The U.S. Agency for International Development and the world Health Organization are offering free vaccinations worldwide.

My Nigerian brother. You know that when you lift up a hot pot you use a cloth so you are not burned. When you have headache or other pain, aspirin can help. When the kids are sick, penicillin from the pharmacy or the clinic can make them healthy. Even your cow and your chickens can be treated with medicine for worms and other parasites.

Modern life does not necessarily pit our traditions and religious beliefs against the advances of science and education. Any father or mother, any mullah or priest would want to prevent children from becoming paralyzed.

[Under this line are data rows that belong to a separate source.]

PR #1284, opened 2023-01-24
Fix total train time metric logging

williamshen-nz:
The total train time metric was not being logged as `writer.write_out_storage()` was not being called.

It would have included the time the viewer was open until the user killed the process which probably isn't what we want as well.

Metric now logged in wandb
image

Thanks for the great project and support on discord by the way!


tancik (approved):
LGTM, thanks for fixing!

For some unknown reason, however, some Muslim preachers have taught that polio vaccines are anti-Islamic and the vaccines are part of a conspiracy intended to sterilize Muslim girls. This is not true. And to answer any concerns that vaccines may be made with non-Halal ingredients that are forbidden to Muslims, polio vaccines are now being produced in Muslim Indonesia under strict halal supervision. .My Nigerian friend. Even if you are willing to risk the health of your own children by refusing the polio vaccine, you have not the right to put at risk the health of all your neighbors' children. After Northern Nigerian religious leaders advised people to refuse the vaccine, polio quickly spread and was passed on by pilgrims at the Hajj in Mecca to Muslims from Indonesia and other countries.

Now some mullahs and anti-Western Islamist militants in Pakistan and Afghanistan have advised people not to accept the vaccine. They have even slaughtered young local women working on the vaccine program -- women who risked and lost their lives trying to protect all of our children. The militants say the vaccine program was used as a cover to locate Osama bin Laden who was killed by U.S. special forces in Pakistan.

Some health experts criticized the use of vaccine programs to collect intelligence for military activities. Health workers should always be seen as neutral humanitarian helpers who can go on all sides of conflict to offer medical care and vaccination.

My brother, do not allow the mistakes of the past -- and the mistaken ideas of ill-informed people -- to let polio emerge back into the world to cripple our sons and daughters.